Despite these best efforts, and as pointed out already, testing from the HQ can only go so far and is only providing test information from the point of view of the HQ site. At some point, measurements must be taken from the remote site, from the point of view of the affected users. While remote desktop (RDP) can be used to take control of a remote PC and conduct various command line tests (such as ping or tracert), these have their limitations.
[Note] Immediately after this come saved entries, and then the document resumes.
PR #7138, opened 2026-01-08
Use dynamic cudart for c2h

davebayer:
Trying to fix cudax compilation. I think the problem is that c2h is compiled with static cudart, but everything else with dynamic.


davebayer:
Doesn't help

PR #7139, opened 2026-01-08
Disable cudax with msvc in CI for now

pciolkosz:
We see some MSVC build failure because cudart is linked twice, disable it for now to not block other PRs


pciolkosz:
First step for https://github.com/NVIDIA/cccl/issues/7140

bernhardmgruber (approved):

PR #7144, opened 2026-01-09
libcu++: silence msvc+nvcc12.9 warning plaguing c.parallel.

griwes:
## Description

Seems like there's shenanigans in nvcc 12.9's output w.r.t. parentheses, and that makes msvc unhappy: https://github.com/NVIDIA/cccl/actions/runs/20770250706/job/59644951459?pr=7007#step:4:1321. Silence that warning.

## Checklist

### DIFF
--- a/libcudacxx/include/cuda/std/__complex/roots.h
+++ b/libcudacxx/include/cuda/std/__complex/roots.h
@@ -78,10 +78,10 @@ template <class _Tp>
 
   // NVCC 12.9 seems to be eliminating some parentheses which makes MSVC unhappy.
   _CCCL_DIAG_PUSH
-#if _CCCL_CUDACC_BELOW(13, 0)
+#if _CCCL_CUDA_COMPILER(NVCC, <, 13, 0)
   _CCCL_DIAG_SUPPRESS_MSVC(4554) // warning C4554: '<<': check operator precedence for possible error; use parentheses
                                  // to clarify precedence
-#endif
+#endif // _CCCL_CUDA_COMPILER(NVCC, <, 13, 0)
 
   // Get some bounds where __re +- |__x| won't overflow.
   // Doesn't need to be too exact, enough to cover extremal cases.


libcudacxx/include/cuda/std/__complex/roots.h
```diff
@@ -76,6 +76,13 @@ template <class _Tp>
   // pre-check to see if we over/underflow:
   _Tp __x_abs_sq = ::cuda::std::fma(__re, __re, __im * __im);
 
+  // NVCC 12.9 seems to be eliminating some parentheses which makes MSVC unhappy.
+  _CCCL_DIAG_PUSH
+#if _CCCL_CUDACC_BELOW(13, 0)
+  _CCCL_DIAG_SUPPRESS_MSVC(4554) // warning C4554: '<<': check operator precedence for possible error; use parentheses
+                                 // to clarify precedence
+#endif
```
davebayer:
```suggestion
  _CCCL_DIAG_PUSH
#if _CCCL_CUDA_COMPILER(NVCC, <, 13, 0)
  _CCCL_DIAG_SUPPRESS_MSVC(4554) // warning C4554: '<<': check operator precedence for possible error; use parentheses
                                 // to clarify precedence
#endif // _CCCL_CUDA_COMPILER(NVCC, <, 13, 0)
```

libcudacxx/include/cuda/std/__complex/roots.h
```diff
@@ -87,6 +94,8 @@ template <class _Tp>
     (static_cast<__uint_t>((static_cast<__uint_t>(-__max_exponent + __mant_nbits) >> 1) + __exp_bias) << __mant_nbits)
     | __fp_explicit_bit_mask_of_v<_Tp>;
 
+  _CCCL_DIAG_POP
```
miscco, line 97: Please move the warning suppression outof the function. We have multiple similar bit operations and I dont want that to reappear

griwes: These were the only ones triggering it and I'd rather be narrow with silencing like this, to avoid getting false negatives without inspection.

bernhardmgruber:
I think this PR did not entirely fix the root cause. I still see the error on my PR which includes the change here: https://github.com/NVIDIA/cccl/actions/runs/20848102214/job/59896493770?pr=7103#step:4:1367

PR #7152, opened 2026-01-09
Fix `make_tma_descriptor()` unit test

fbusato:
## Description

Refactor memory allocation in TMA descriptor tests to use `cudaMalloc` instead of stack allocation to prevent `is_device_accessible()` failure

Fixes nvbug 5778303

### DIFF
--- a/libcudacxx/test/libcudacxx/cuda/tma/make_tma_descriptor.pass.cpp
+++ b/libcudacxx/test/libcudacxx/cuda/tma/make_tma_descriptor.pass.cpp
@@ -51,6 +51,7 @@ bool test_ranks()
   // test 3D tensor + interleave layout 32B + swizzle 32B
   unused(
     cuda::make_tma_descriptor(tensor, box_sizes_3D, cuda::tma_interleave_layout::bytes32, cuda::tma_swizzle::bytes32));
+  assert(cudaFree(data) == cudaSuccess);
   return true;
 }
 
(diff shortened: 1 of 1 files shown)


libcudacxx/test/libcudacxx/cuda/tma/make_tma_descriptor.pass.cpp
```diff
@@ -23,7 +23,8 @@ constexpr auto no_interleave = cuda::tma_interleave_layout::none;
 
 bool test_ranks()
 {
-  alignas(128) float data[64]{};
+  float* data = nullptr;
+  assert(cudaMalloc(&data, 64 * sizeof(float)) == cudaSuccess);
```
bernhardmgruber, line 27: Question: where is this memory deallocated?

fbusato: I didn't add a free because I thought it was not necessary for a test. On the other hand, I think the sanitizer could fail.

fbusato: better to add it

bernhardmgruber: Yes, please add it! It makes debugging easier if the program behaves well.

bernhardmgruber (approved):

PR #7155, opened 2026-01-09
Add support for `[[lifetimebound]]`

fbusato:
## Description

The PR introduces the `_CCCL_LIFETIMEBOUND` macro to handle the `lifetimebound` attribute across different compilers, including Clang and MSVC.

The macro will be useful to trigger compile-time warning for potentially dangling references. 
One example is `mdspan to DLPack` #7027

Thanks @gevtushenko for the idea

### DIFF
--- a/libcudacxx/test/libcudacxx/libcxx/macros/lifetime_bound.compile.fail.cpp
+++ b/libcudacxx/test/libcudacxx/libcxx/macros/lifetime_bound.compile.fail.cpp
@@ -6,6 +6,7 @@
 // SPDX-FileCopyrightText: Copyright (c) 2026 NVIDIA CORPORATION & AFFILIATES.
 //
 //===----------------------------------------------------------------------===//
+// FORCE_ALL_WARNINGS.
 
 #include <cuda/std/__cccl/attributes.h>
 


libcudacxx/include/cuda/std/__cccl/attributes.h
```diff
@@ -154,6 +154,18 @@
 #define _CCCL_NO_SPECIALIZATIONS \
   _CCCL_NO_SPECIALIZATIONS_BECAUSE("Users are not allowed to specialize this cccl entity")
 
+// _CCCL_LIFETIMEBOUND
+
+#if _CCCL_HAS_CPP_ATTRIBUTE(clang::lifetimebound) || _CCCL_COMPILER(CLANG)
+#  define _CCCL_LIFETIMEBOUND [[clang::lifetimebound]]
+#elif _CCCL_HAS_CPP_ATTRIBUTE(msvc::lifetimebound) && _CCCL_COMPILER(MSVC, >=, 19, 37)
+#  define _CCCL_LIFETIMEBOUND [[msvc::lifetimebound]]
```
davebayer, line 162: Do the compilers misreport the support?

libcudacxx/include/cuda/std/__cccl/attributes.h
```diff
@@ -154,6 +154,18 @@
...
+#elif _CCCL_HAS_CPP_ATTRIBUTE(lifetimebound)
+#  define _CCCL_LIFETIMEBOUND [[lifetimebound]]
```
davebayer: Is there any compiler actually supporting this? I don't think so, so I would just remove this branch. It's not a standard c++ attribute

libcudacxx/include/cuda/std/__cccl/attributes.h
```diff
@@ -154,6 +154,18 @@
 #define _CCCL_NO_SPECIALIZATIONS \
   _CCCL_NO_SPECIALIZATIONS_BECAUSE("Users are not allowed to specialize this cccl entity")
 
+// _CCCL_LIFETIMEBOUND
+
+#if _CCCL_HAS_CPP_ATTRIBUTE(clang::lifetimebound) || _CCCL_COMPILER(CLANG)
```
davebayer, line 159: We should add `lifetimebound` to push/pop macros

libcudacxx/test/libcudacxx/libcxx/macros/lifetime_bound.compile.pass.cpp
```diff
@@ -0,0 +1,25 @@
...
+  __host__ __device__ int get() const _CCCL_LIFETIMEBOUND
+  {
+    return 3;
+  }
+};
+
+int main(int, char**)
+{
+  return 0;
+}
```
davebayer, line 25: What do we need this test for? If the compiler cannot handle the attribute, the header test compilation would fail, too, so I am not sure if this has any value

libcudacxx/test/libcudacxx/libcxx/macros/lifetime_bound.compile.fail.cpp
```diff
@@ -0,0 +1,39 @@
...
+//===----------------------------------------------------------------------===//
+
+#include <cuda/std/__cccl/attributes.h>
+
+#include "test_macros.h"
+
+#if (_CCCL_LIFETIMEBOUND + 0)
+#else
+#  error "lifetimebound attribute not supported"
+#endif
```
davebayer, line 19: This doesn't work, see https://godbolt.org/z/8hvPvn9fj

libcudacxx/include/cuda/std/__cccl/attributes.h
fbusato: yes, unfortunately.

libcudacxx/include/cuda/std/__cccl/attributes.h
fbusato: right. I will remove it

libcudacxx/test/libcudacxx/libcxx/macros/lifetime_bound.compile.pass.cpp
fbusato: I want to prevent unexpected behavior. It is a non-standard attribute and not very well-supported. I would prefer to keep a very simple test for it.

libcudacxx/include/cuda/std/__cccl/epilogue.h
```diff
@@ -105,6 +105,14 @@ _CCCL_DIAG_POP
...
 #endif
 
+#if defined(lifetimebound)
+#  error \
+    "cccl internal error: macro `lifetimebound` was redefined between <cuda/std/__cccl/prologue.h> and <cuda/std/__cccl/epilogue.h>"
+#elif defined(_CCCL_POP_MACRO_lifetimebound)
+#  pragma pop_macro("lifetimebound")
+#  undef _CCCL_POP_MACRO_lifetimebound
+#endif
+
```
davebayer: There is a generator now for prologue/epilogue in `libcudacxx/codegen/generate_prologue_epilogue.py`, add it there and regenerate the files, please :)

PR #7312, opened 2026-01-21
Test passing a custom policy to DispatchFixedSizeSegmentedReduce

bernhardmgruber:
Generated using Cursor+gpt-5.2-codex. Then reviewed on a high level and applied a few fixed.


bernhardmgruber:
Turns out `cub::detail::reduce::DispatchFixedSizeSegmentedReduce` is not a public dispatcher. I got confused by the naming convention.

PR #5516, opened 2025-08-13
`cuda::clamp`

fbusato:
## Description

`cuda::std::clamp` is a widely used utility in CCCL and in general code. Unfortunately, it doesn't produce the optimal code for device code for the most common use cases: _integer_ and _floating-point types_. The main reason is that `cuda::std::clamp` returns a reference instead of a value, which is not needed for primitive types.

The PR provides `cuda::clamp` to generate optimal code for integer and floating-point types.

Requires `constexpr` `fmin/fmax`.

PR #3449, opened 2025-01-19
Implement saturation arithmetic from C++26

davebayer:
This PR implements saturation arithmetic from C++26 ([P0543R3](https://wg21.link/P0543R3)).

PR #7325, opened 2026-01-22
Implement internal `min`/`max`/`clamp` returning value

davebayer:
I've heard several times already that `cuda::std::(min|max|clamp)` are problematic because they return reference and not value.

This PR introduces internal variants that always return value.

### DIFF
--- a/libcudacxx/include/cuda/__tma/make_tma_descriptor.h
+++ b/libcudacxx/include/cuda/__tma/make_tma_descriptor.h
@@ -479,7 +479,7 @@ _CCCL_HOST_API inline __tma_box_sizes_array_t __get_box_sizes(
   size_t __total_size = 1;
   for (int __i = 0; __i < __rank; ++__i)
   {
-    const auto __max_box_size = static_cast<int>(::cuda::std::__vmin(__tensor_sizes[__i], uint64_t{256}));
+    const auto __max_box_size = static_cast<int>(::cuda::std::__min(__tensor_sizes[__i], uint64_t{256}));
     const auto __box_size     = __box_sizes[__rank - 1 - __i];
     if (__box_size <= 0 || __box_size > __max_box_size)
     {
@@ -569,7 +569,7 @@ _CCCL_HOST_API inline __tma_elem_strides_array_t __get_elem_strides(
   const int __init_index = (__interleave_layout == tma_interleave_layout::none) ? 1 : 0;
   for (int __i = __init_index; __i < __rank; ++__i)
   {
-    const auto __max_elem_stride = static_cast<int>(::cuda::std::__vmin(__tensor_sizes[__i], uint64_t{8}));
+    const auto __max_elem_stride = static_cast<int>(::cuda::std::__min(__tensor_sizes[__i], uint64_t{8}));
     const auto __elem_stride     = __elem_strides[__rank - 1 - __i];
     if (__elem_stride <= 0 || __elem_stride > __max_elem_stride)
     {
--- a/libcudacxx/include/cuda/__tma/make_tma_descriptor.h
+++ b/libcudacxx/include/cuda/__tma/make_tma_descriptor.h
@@ -479,7 +479,7 @@ _CCCL_HOST_API inline __tma_box_sizes_array_t __get_box_sizes(
   size_t __total_size = 1;
   for (int __i = 0; __i < __rank; ++__i)
   {
-    const auto __max_box_size = static_cast<int>(::cuda::std::min(__tensor_sizes[__i], uint64_t{256}));
+    const auto __max_box_size = static_cast<int>(::cuda::std::__vmin(__tensor_sizes[__i], uint64_t{256}));
     const auto __box_size     = __box_sizes[__rank - 1 - __i];
     if (__box_size <= 0 || __box_size > __max_box_size)
     {
@@ -569,7 +569,7 @@ _CCCL_HOST_API inline __tma_elem_strides_array_t __get_elem_strides(
   const int __init_index = (__interleave_layout == tma_interleave_layout::none) ? 1 : 0;
   for (int __i = __init_index; __i < __rank; ++__i)
   {
-    const auto __max_elem_stride = static_cast<int>(::cuda::std::min(__tensor_sizes[__i], uint64_t{8}));
+    const auto __max_elem_stride = static_cast<int>(::cuda::std::__vmin(__tensor_sizes[__i], uint64_t{8}));
     const auto __elem_stride     = __elem_strides[__rank - 1 - __i];
     if (__elem_stride <= 0 || __elem_stride > __max_elem_stride)
     {
--- a/libcudacxx/include/cuda/std/__algorithm/clamp.h
+++ b/libcudacxx/include/cuda/std/__algorithm/clamp.h
@@ -21,6 +21,8 @@
 #endif // no system header
 
 #include <cuda/std/__algorithm/comp.h>
+#include <cuda/std/__algorithm/max.h>
+#include <cuda/std/__algorithm/min.h>
 
 #include <cuda/std/__cccl/prologue.h>
 
@@ -39,6 +41,12 @@ template <class _Tp>
 {
   _CCCL_ASSERT(!(__hi < __lo), "Bad bounds passed to cuda::std::clamp");
   return __v < __lo ? __lo : __hi < __v ? __hi : __v;
+}
+
+template <class _Tp>
+[[nodiscard]] _CCCL_API constexpr _Tp __vclamp(_Tp __v, _Tp __lo, _Tp __hi) noexcept
+{
+  return ::cuda::std::__vmax(__lo, ::cuda::std::__vmin(__v, __hi));
 }
 
 _CCCL_END_NAMESPACE_CUDA_STD
--- a/libcudacxx/include/cuda/std/__algorithm/clamp.h
+++ b/libcudacxx/include/cuda/std/__algorithm/clamp.h
@@ -44,7 +44,7 @@ template <class _Tp>
 }
 
 //! @brief Internal version of clamp that works with values instead of references. Can be used with extended arithmetic
-//!        types. Should be preferred as it produces better optimized code with nvcc.
+//!        types. Should be preferred as it produces better optimized code with nvcc (see nvbug 5455679).
 template <class _Tp>
 [[nodiscard]] _CCCL_API constexpr _Tp __clamp(_Tp __v, _Tp __lo, _Tp __hi) noexcept
 {
--- a/libcudacxx/include/cuda/std/__algorithm/clamp.h
+++ b/libcudacxx/include/cuda/std/__algorithm/clamp.h
@@ -43,10 +43,12 @@ template <class _Tp>
   return __v < __lo ? __lo : __hi < __v ? __hi : __v;
 }
 
+//! @brief Internal version of clamp that works with values instead of references. Can be used with extended arithmetic
+//!        types. Should be preferred as it produces better optimized code with nvcc.
 template <class _Tp>
-[[nodiscard]] _CCCL_API constexpr _Tp __vclamp(_Tp __v, _Tp __lo, _Tp __hi) noexcept
+[[nodiscard]] _CCCL_API constexpr _Tp __clamp(_Tp __v, _Tp __lo, _Tp __hi) noexcept
 {
-  return ::cuda::std::__vmax(__lo, ::cuda::std::__vmin(__v, __hi));
+  return ::cuda::std::__max(__lo, ::cuda::std::__min(__v, __hi));
 }
 
 _CCCL_END_NAMESPACE_CUDA_STD
--- a/libcudacxx/include/cuda/std/__algorithm/min.h
+++ b/libcudacxx/include/cuda/std/__algorithm/min.h
@@ -70,17 +70,17 @@ template <class _Tp>
   {
     _CCCL_IF_NOT_CONSTEVAL_DEFAULT
     {
-      NV_IF_TARGET(NV_IS_DEVICE({
-        if constexpr (sizeof(_Tp) < sizeof(int))
-        {
-          using _Up = __make_nbit_int_t<32, is_signed_v<_Tp>>;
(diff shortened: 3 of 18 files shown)


fbusato:
I'm 100% in favor of that. Just for reference, this is a missed compiler optimization, see nvbug 5455679. I will close https://github.com/NVIDIA/cccl/pull/5516 then

libcudacxx/include/cuda/std/__algorithm/clamp.h
```diff
@@ -41,6 +43,14 @@ template <class _Tp>
   return __v < __lo ? __lo : __hi < __v ? __hi : __v;
 }
 
+//! @brief Internal version of clamp that works with values instead of references. Can be used with extended arithmetic
+//!        types. Should be preferred as it produces better optimized code with nvcc.
```
fbusato:
```suggestion
//!        types. Should be preferred as it produces better optimized code with nvcc (see nvbug 5455679)
```

libcudacxx/include/cuda/__tma/make_tma_descriptor.h
```diff
@@ -479,7 +479,7 @@ _CCCL_HOST_API inline __tma_box_sizes_array_t __get_box_sizes(
   size_t __total_size = 1;
   for (int __i = 0; __i < __rank; ++__i)
   {
-    const auto __max_box_size = static_cast<int>(::cuda::std::min(__tensor_sizes[__i], uint64_t{256}));
```
fbusato, line 482: `make_tma_descriptor` is host-only. It is not worth to update it

libcudacxx/include/cuda/std/__algorithm/min.h
```diff
@@ -55,6 +58,22 @@ template <class _Tp>
...
 
+//! @brief Internal version of min that works with values instead of references. Can be used with extended arithmetic
+//!        types. Should be preferred as it produces better optimized code with nvcc.
+template <class _Tp>
+[[nodiscard]] _CCCL_API constexpr _Tp __min(_Tp __a, _Tp __b) noexcept
+{
+  static_assert(__is_extended_arithmetic_v<_Tp>);
+  if constexpr (is_integral_v<_Tp>)
+  {
+    return (__b < __a) ? __b : __a;
```
fbusato, line 85: please use

```suggestion
    return ::min(__a, __b);
```
it produces better code for `__clamp`, see https://godbolt.org/z/xrP1WYc6a
Same for `__max`

libcudacxx/include/cuda/std/__format/format_integral.h
```diff
@@ -150,7 +150,7 @@ template <class _Tp, class _CharT, class _FmtCtx>
     __out_it                  = ::cuda::std::__fmt_copy(__array, __first, ::cuda::std::move(__out_it));
     __specs.__alignment_      = ::cuda::std::to_underlying(__fmt_spec_alignment::__right);
     __specs.__fill_.__data[0] = _CharT{'0'};
-    __specs.__width_ -= ::cuda::std::min(static_cast<uint32_t>(__last - __first), __specs.__width_);
+    __specs.__width_ -= ::cuda::std::__min(static_cast<uint32_t>(__last - __first), __specs.__width_);
```
fbusato, line 153: it looks that we never used `cuda::std::min/max` with floating-point. Probably, we directly used `fmin/fmax`.
question. Does make sense to add both paths in `__min/__max`?

fbusato (changes requested):

pauleonix:
At C++ Under the Sea I saw the talk [In Search of the Perfect Return: A C++ Programming Journey](https://youtu.be/sIZUg9tN4sk?si=i-03bytf5lT_Oin1&t=3263) by Dr. Walter Brown which might be of interest in this context (link skips to the most interesting part). He proposed a way to implement "perfect return" similar to the existing "perfect forwarding" method specifically for functions like `min` and `max`.  At the time I thought we might want to add this as e.g. `cuda::[min|max|clamp]` as always returning a reference (as per the standard) isn't only a performance issue but also introduces bugs.

@bernhardmgruber you were interested in this as well.

I guess this might warrant it's own issue though since this issue is rather about cases where we always want to return by value?

libcudacxx/include/cuda/__tma/make_tma_descriptor.h
miscco: We should always be consistent

libcudacxx/include/cuda/std/__algorithm/min.h
miscco: should be `::cuda::std::min`

davebayer: @miscco no, it must be `::min`, because `nvcc` provides these as intrinsics

miscco (commented):
I would like those to be public functions like `cuda::max`

libcudacxx/include/cuda/std/__format/format_integral.h
davebayer: I don't know, maybe not. @miscco what do you think?

davebayer:
Can we please provide an internal version, so I can use it in #3449 and then decide what steps do we want to take next?

bernhardmgruber:
> I would like those to be public functions like `cuda::max`

I discussed this already on #5516, users will be confused what the benefit of `cuda::max` is over `cuda::std::max`. We also advertise in conference talks etc. that entities in `cuda::` are extended versions of `cuda::std::` ones. The C++ standard defines the interface of `std::max`, so we know how `cuda::std::max` must look like and `cuda::max` should definitely follow the interface.

I think we are implementing a different function here with a new behavior and should just give it a dedicated name. I suggested `cuda::max_value` etc. in #5516 to hint at the return by value. 

> At C++ Under the Sea I saw the talk [In Search of the Perfect Return: A C++ Programming Journey](https://youtu.be/sIZUg9tN4sk?si=i-03bytf5lT_Oin1&t=3263) by Dr. Walter Brown ...

This is the essential slide:
image

And applied to `min`:
image

I have seen this before in a talk from @andralex. Maybe that is a better interface. But even then it should have a different name, since the name `max` is taken and specified by the C++ standard. I am even fine with `cuda::perfect_max` :D

miscco:
I am fine with any name you folks come up with ;)

andralex:
Haha, nice. I indeed mention the implementation at https://youtu.be/H3IdVM4xoCU?t=2621. Having these functions in a popular library would close a nice story arc.

I'd call them `safe_min` and `safe_max` because they eliminate the risk of dangling references.

davebayer:
But does this fix the problem with nvcc optimizations? If not, can we please focus on that? This is the purpose of this PR.

If you want to provide a public solution, please, open an issue or start a discussion on slack and agree on the design first. I will be happy to remove this function once we have the public alternative that has the same performance. Thank you :)

fbusato:
agree. Let's focus on the optimization issue first. Then, we can work on creating a public version.

libcudacxx/include/cuda/std/__algorithm/min.h
```diff
@@ -55,6 +60,36 @@ template <class _Tp>
...
+      NV_IF_TARGET(NV_IS_DEVICE, ({
+                     if constexpr (sizeof(_Tp) < sizeof(int))
+                     {
+                       using _Up = __make_nbit_int_t<32, is_signed_v<_Tp>>;
+                       return static_cast<_Tp>(::cuda::std::__min(static_cast<_Up>(__a), static_cast<_Up>(__b)));
+                     }
+                     else if constexpr (sizeof(_Tp) <= sizeof(long long))
+                     {
+                       return ::min(__a, __b);
+                     }
```
fbusato, line 82: I think we can merge both branches with
```
::min(__a, __b)
```

libcudacxx/include/cuda/std/__cccl/prologue.h
```diff
@@ -244,12 +244,24 @@
 #  define _CCCL_POP_MACRO_min
 #endif // defined(min)
 
+#if defined(__min)
```
fbusato, line 247: do you expect any user or library to define this macro?

davebayer: Our enemies are always one step ahead of us.. Windows defines it in <stdlib.h> 😅

libcudacxx/include/cuda/std/__algorithm/min.h
davebayer: I don't think it would work, there are missing specialisations for char and short

fbusato: it seems to work https://godbolt.org/z/GcMcne7oc

andralex:
@davebayer interesting, thanks very much. I looked around a bit, allow me to share a few findings and questions.

First, looking at https://nvbugspro.nvidia.com/bug/5455679 I wonder whether that's a red herring. Indeed the code generated at https://ce.nvidia.com/z/Y7nrxb for the out-of-line `clamp1` (the bad function taking reference parameters and returning by reference) is larger than the by-value version. But that's expected because, well, you need to dereference stuff so there's more work to do. The important point is that `clamp` will virtually always be inline, so what we should look at is `test1` and `test3`. Here the code should compare apples with apples, i.e. the bodies of clamp1 and clamp3 should be identical to isolate the matter of pass/return by reference. If you do change the body, you will notice indeed that the code generated for `test1` and `test3` is the same: https://ce.nvidia.com/z/TxdPEK

```
        VIMNMX R5, PT, PT, R4, R5, !PT                    ?WAIT4_END_GROUP
        VIMNMX R4, PT, PT, R5, R6, PT                     ?WAIT1
```

Now consider the code at https://ce.nvidia.com/z/fboe15, which uses the `safe_(min|max)` functions. The code generated for `test1` and `test3` is identical.

I'd posit that the code generated for the out-of-line clamp, min, and max is irrelevant because those small functions make sense if and only if inlined.

(It's quite possible that I misunderstood something or that I'm missing some context, so please disabuse me as appropriate. Thanks!)

andralex:
@davebayer @fbusato also looking at the reproducer (https://godbolt.org/z/GTEqznbTa) in the now closed https://github.com/NVIDIA/cccl/pull/5516, quite interestingly indeed the kernels using those inlined functions (which I'd argue is the only relevant place to look at) are different. The germane portions of code are:

```
std_clamp_kernel:
	@%p2 bra 	$L__BB4_3;
	setp.gt.s32 	%p3, %r2, %r6;
	shl.b64 	%rd8, %rd1, 2;
	add.s64 	%rd9, %rd3, %rd8;
	selp.b64 	%rd11, %rd4, %rd9, %p3;

cuda_clamp_kernel:
	setp.lt.s32 	%p2, %r8, %r2;
	min.s32 	%r9, %r8, %r3;
	selp.b32 	%r10, %r2, %r9, %p2;

temporary_clamp_kernel:
	max.s32 	%r9, %r8, %r2;
	min.s32 	%r10, %r9, %r3;

minmax_clamp_kernel:
	min.s32 	%r9, %r8, %r3;
	max.s32 	%r10, %r9, %r2;
```

In that code, replacing `minmax_clamp` with

```C++
template <class A, class B, class C>
__device__ decltype(auto) minmax_clamp(A&& value, B&& lo, C&& hi)
{
    return max(lo, min(value, hi));
}
```

produces the same optimal code.

fbusato:
yes, I did the same experiment. We could also introduce `safe_clamp` https://cuda.godbolt.org/z/Ecj38b3x3. It works perfectly.

one minor note about https://ce.nvidia.com/z/TxdPEK, `::min` and `::max` input/output are by-value, so `const T&` is a dangling reference.

andralex:
> yes, I did the same experiment. We could also introduce `safe_clamp` https://cuda.godbolt.org/z/Ecj38b3x3. It works perfectly.

Cool!

> one minor note about https://ce.nvidia.com/z/TxdPEK, `::min` and `::max` input/output are by-value, so `const T&` is a dangling reference.

I see, thanks.

Wondering whether we should close https://nvbugspro.nvidia.com/bug/5455679 as not a defect?

fbusato:
If the functions are inlined, I would prefer that NVVM optimizes all cases in the same way. Here the code with better names
```cpp
using T = int;

__device__ __forceinline__
const T& clamp_byref(const T& value, const T& low, const T& high) {
    return value < low ? low : high < value ? high : value; // ISETP, VIMNMX, IMAD
}

__device__ __forceinline__
T clamp_byvalue(T value, T low, T high) {
    return value < low ? low : high < value ? high : value; // ISETP, VIMNMX, IMAD
}

__device__ __forceinline__
T clamp_minmax(T value, T low, T high) {
    return ::min(::max(value, low), high);  // VIMNMX, VIMNMX
}

// .. use the output by-value
```
https://cuda.godbolt.org/z/jn4WP6qch

andralex:
One more thing before I forget... `safe_(min|max)` work with more types than `std::min` and `std::max`. Too many, in fact - they allow comparing signed with unsigned values, which is poor form. So I suggest adding a static assertion as in https://cuda.godbolt.org/z/oErhMoM18.

fbusato:
thanks for the suggestion! Technically, we could even use `cuda::std::cmq_less/greater` etc. (maybe I'm going too far)

bernhardmgruber:
> Wondering whether we should close https://nvbugspro.nvidia.com/bug/5455679 as not a defect?

@davebayer and @fbusato please have a quick look at the codegen of the latest nvcc. It LGTM. In light of this, do we still need the feature proposed in this PR?

Of course, older nvcc versions will still have worse codegen for `clamp` etc. Do we care enough to roll out the changes of this PR? If yes, we should document that codegen of `cuda::std::clamp` is fine one nvcc X.YZ.

fbusato:
Took a look. There is still one unneeded instruction that bothers me. Secondly, `std::min/max/clamp` are unsafe. I'm very in favor of following what Andrei suggested with `safe_*` API.

bernhardmgruber:
> There is still one unneeded instruction that bothers me. Secondly, `std::min/max/clamp` are unsafe. I'm very in favor of following what Andrei suggested with `safe_*` API.

Alright, that's fine for me then!

fbusato:
considering the recent discussion on nvbug 5455679, it is not worth modifying the compiler behavior regarding this functionality. @davebayer  the best option is to provide the `safe_` version of these functions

The ideal scenario is to have a dedicated network analyser on site for local testing but control that analyser remotely from the HQ, eliminating the need for travel to the site.

Maintenance

During network maintenance times, ensure that the internet/WAN links to the remote sites are capable of supporting the allocated bandwidth and providing quality transmission of application traffic. In order to perform this task, a network performance test (NPT) should be run between an analyser at the remote site and a similar analyser at the headquarters site. The test needs to be performed at various traffic rates and different frame sizes to determine if the WAN link is capable of handling the traffic, to determine packet loss and, more importantly, in which direction the packets are being lost. If there are dropped packets, or the link will not support the advertised data rate, the analyser needs to have features available to diagnose the source of the problem.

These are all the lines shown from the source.